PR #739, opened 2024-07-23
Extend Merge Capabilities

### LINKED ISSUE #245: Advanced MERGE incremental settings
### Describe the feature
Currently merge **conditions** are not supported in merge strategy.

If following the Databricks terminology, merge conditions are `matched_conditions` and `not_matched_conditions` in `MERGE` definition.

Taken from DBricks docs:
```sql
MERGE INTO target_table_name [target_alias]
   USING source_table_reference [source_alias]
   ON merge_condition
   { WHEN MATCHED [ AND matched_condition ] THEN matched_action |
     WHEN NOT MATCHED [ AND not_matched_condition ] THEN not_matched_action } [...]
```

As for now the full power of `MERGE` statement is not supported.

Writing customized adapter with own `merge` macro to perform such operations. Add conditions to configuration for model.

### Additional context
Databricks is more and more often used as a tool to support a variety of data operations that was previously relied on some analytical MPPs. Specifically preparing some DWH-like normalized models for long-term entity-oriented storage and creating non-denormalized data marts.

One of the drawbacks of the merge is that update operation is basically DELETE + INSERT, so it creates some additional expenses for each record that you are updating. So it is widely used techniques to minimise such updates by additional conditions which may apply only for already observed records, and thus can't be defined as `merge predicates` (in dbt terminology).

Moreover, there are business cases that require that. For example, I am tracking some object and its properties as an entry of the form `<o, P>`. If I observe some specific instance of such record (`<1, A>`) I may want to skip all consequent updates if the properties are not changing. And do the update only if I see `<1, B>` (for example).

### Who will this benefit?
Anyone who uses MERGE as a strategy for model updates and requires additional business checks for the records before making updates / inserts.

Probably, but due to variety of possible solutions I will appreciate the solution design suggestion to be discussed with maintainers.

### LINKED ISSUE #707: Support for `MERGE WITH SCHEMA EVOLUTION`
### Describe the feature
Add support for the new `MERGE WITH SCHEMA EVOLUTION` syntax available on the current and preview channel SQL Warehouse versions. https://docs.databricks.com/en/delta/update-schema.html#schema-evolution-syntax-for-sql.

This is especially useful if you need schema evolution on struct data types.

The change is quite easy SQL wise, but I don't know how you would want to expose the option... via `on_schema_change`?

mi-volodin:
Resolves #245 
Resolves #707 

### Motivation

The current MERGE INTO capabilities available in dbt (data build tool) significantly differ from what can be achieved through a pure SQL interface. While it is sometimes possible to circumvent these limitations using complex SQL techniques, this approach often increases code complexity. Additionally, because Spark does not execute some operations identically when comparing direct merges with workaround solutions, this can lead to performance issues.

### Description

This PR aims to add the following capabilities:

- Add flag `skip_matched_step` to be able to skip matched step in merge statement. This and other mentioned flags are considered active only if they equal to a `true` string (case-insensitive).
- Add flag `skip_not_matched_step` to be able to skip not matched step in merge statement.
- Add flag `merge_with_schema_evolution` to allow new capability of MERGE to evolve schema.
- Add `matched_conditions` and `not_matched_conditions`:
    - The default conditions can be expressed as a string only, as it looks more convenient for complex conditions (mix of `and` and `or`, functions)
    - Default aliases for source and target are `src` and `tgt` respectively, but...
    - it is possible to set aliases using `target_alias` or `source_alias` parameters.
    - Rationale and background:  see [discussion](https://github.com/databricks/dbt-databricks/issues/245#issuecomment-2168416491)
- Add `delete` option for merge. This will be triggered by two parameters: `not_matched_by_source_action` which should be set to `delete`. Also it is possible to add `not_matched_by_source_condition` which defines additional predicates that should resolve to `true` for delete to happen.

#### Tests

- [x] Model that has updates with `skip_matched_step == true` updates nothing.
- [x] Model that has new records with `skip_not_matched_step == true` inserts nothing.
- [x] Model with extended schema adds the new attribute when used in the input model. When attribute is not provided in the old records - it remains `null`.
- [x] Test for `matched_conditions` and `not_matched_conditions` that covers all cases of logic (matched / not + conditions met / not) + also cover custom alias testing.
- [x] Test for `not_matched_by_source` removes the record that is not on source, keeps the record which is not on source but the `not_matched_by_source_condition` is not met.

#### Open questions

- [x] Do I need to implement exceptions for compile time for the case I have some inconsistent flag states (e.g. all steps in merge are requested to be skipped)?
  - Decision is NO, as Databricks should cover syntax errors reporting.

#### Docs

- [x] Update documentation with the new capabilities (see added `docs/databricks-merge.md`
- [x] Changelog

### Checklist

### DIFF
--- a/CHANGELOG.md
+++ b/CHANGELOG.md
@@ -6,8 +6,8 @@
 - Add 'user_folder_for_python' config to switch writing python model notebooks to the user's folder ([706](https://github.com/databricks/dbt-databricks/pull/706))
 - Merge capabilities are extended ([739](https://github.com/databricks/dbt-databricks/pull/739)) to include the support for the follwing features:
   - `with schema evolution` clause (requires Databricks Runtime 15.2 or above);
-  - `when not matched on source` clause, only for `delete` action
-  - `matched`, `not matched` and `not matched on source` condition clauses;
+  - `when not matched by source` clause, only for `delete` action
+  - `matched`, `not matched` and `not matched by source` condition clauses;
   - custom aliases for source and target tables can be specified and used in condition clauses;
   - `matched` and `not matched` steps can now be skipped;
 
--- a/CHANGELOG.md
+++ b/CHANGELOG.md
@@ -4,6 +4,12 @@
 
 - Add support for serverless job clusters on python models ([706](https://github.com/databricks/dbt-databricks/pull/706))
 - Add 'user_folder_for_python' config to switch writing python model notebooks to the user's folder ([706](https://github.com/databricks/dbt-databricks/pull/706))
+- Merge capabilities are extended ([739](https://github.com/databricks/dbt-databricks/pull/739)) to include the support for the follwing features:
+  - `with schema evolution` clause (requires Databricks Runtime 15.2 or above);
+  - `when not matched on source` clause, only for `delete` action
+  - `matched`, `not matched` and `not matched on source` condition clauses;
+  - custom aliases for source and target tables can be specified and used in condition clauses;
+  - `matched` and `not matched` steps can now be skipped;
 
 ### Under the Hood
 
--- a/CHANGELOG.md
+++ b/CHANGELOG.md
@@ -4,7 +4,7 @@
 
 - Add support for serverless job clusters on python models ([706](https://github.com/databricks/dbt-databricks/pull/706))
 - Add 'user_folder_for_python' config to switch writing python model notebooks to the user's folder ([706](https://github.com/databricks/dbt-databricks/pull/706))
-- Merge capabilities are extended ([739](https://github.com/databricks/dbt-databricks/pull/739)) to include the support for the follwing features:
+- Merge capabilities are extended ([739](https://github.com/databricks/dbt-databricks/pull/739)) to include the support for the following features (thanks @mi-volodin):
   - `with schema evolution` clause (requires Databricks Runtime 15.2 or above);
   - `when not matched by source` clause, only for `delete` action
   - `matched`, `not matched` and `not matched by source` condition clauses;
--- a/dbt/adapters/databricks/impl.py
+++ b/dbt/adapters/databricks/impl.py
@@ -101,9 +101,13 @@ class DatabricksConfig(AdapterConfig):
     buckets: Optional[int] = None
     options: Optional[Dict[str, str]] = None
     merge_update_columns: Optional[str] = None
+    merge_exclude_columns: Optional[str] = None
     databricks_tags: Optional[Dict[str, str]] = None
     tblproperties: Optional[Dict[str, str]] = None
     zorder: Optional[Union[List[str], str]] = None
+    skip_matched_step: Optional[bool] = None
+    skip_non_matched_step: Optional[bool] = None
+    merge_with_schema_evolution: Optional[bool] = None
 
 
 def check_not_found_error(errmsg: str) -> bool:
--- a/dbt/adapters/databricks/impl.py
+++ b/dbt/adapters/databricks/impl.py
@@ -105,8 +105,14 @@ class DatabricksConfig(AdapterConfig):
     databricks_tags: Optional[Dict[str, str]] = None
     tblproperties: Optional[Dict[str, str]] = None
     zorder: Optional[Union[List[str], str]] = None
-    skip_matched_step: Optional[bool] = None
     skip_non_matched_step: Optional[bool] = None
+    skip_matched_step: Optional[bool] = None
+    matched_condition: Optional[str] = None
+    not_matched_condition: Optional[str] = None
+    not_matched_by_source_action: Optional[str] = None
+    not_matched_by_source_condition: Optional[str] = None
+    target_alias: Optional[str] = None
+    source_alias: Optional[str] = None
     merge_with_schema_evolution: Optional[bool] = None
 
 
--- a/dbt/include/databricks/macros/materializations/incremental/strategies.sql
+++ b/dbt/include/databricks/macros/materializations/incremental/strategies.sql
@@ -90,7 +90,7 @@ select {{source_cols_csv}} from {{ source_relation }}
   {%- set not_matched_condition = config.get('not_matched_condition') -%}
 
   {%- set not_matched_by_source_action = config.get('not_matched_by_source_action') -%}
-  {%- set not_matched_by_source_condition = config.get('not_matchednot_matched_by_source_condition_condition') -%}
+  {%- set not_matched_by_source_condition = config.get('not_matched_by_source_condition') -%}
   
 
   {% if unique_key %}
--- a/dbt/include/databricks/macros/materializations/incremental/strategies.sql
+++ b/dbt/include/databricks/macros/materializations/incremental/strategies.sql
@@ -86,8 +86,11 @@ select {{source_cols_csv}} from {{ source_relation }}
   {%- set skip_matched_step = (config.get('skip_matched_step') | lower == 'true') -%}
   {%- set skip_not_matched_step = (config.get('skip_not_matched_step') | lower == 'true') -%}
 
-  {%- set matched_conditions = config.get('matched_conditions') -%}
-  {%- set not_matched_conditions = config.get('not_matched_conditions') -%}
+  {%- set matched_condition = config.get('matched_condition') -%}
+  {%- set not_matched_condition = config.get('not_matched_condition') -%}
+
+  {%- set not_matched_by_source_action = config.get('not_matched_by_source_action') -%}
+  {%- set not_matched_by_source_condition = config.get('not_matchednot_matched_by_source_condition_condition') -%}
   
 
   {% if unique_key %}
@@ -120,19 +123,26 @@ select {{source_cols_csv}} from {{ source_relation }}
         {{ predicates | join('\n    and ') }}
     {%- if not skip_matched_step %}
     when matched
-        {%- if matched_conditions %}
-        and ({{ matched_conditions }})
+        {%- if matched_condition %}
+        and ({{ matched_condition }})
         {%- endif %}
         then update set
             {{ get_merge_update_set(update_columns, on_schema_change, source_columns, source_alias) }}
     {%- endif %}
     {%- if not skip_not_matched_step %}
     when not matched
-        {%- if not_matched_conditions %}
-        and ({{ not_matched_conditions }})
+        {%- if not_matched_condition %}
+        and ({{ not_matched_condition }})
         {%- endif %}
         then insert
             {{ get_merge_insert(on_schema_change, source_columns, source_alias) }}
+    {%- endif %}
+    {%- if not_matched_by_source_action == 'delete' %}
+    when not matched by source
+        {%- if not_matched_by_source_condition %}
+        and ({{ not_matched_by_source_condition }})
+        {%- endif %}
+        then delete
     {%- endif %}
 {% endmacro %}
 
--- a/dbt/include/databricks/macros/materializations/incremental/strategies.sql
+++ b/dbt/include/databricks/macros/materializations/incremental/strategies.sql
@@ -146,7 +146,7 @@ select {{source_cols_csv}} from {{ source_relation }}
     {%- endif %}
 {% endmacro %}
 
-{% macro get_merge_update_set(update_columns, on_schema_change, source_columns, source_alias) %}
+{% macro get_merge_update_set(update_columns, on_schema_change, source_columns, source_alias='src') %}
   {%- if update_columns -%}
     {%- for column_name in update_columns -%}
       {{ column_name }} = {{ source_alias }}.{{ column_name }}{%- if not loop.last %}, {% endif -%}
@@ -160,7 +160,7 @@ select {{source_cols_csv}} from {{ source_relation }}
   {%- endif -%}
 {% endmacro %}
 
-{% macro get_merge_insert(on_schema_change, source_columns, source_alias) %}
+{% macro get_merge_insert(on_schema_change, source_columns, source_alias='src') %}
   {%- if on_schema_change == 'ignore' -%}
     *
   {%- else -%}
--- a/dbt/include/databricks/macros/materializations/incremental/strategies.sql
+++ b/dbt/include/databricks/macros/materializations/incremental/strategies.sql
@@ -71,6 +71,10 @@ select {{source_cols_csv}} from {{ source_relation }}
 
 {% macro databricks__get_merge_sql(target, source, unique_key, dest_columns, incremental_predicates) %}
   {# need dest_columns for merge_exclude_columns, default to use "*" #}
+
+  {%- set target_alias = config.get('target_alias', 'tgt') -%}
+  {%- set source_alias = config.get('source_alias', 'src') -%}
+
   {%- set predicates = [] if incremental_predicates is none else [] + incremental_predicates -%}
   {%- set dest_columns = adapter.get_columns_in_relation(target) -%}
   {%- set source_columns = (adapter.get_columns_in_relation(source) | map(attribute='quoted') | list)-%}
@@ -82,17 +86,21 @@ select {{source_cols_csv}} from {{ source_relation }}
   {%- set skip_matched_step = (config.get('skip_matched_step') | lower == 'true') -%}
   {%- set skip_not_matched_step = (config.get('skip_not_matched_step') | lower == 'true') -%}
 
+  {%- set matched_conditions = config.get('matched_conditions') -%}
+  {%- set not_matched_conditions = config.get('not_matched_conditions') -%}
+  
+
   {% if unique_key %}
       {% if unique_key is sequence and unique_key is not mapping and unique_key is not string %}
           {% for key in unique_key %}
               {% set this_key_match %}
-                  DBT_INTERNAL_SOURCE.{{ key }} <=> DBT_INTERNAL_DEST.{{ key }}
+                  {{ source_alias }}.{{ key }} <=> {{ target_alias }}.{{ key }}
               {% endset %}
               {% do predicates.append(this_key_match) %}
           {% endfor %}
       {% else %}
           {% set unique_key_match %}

=== Your assignment ===
Within the records above, count the lines that contain "nothing" and give only that number.

=== Output for this task ===
2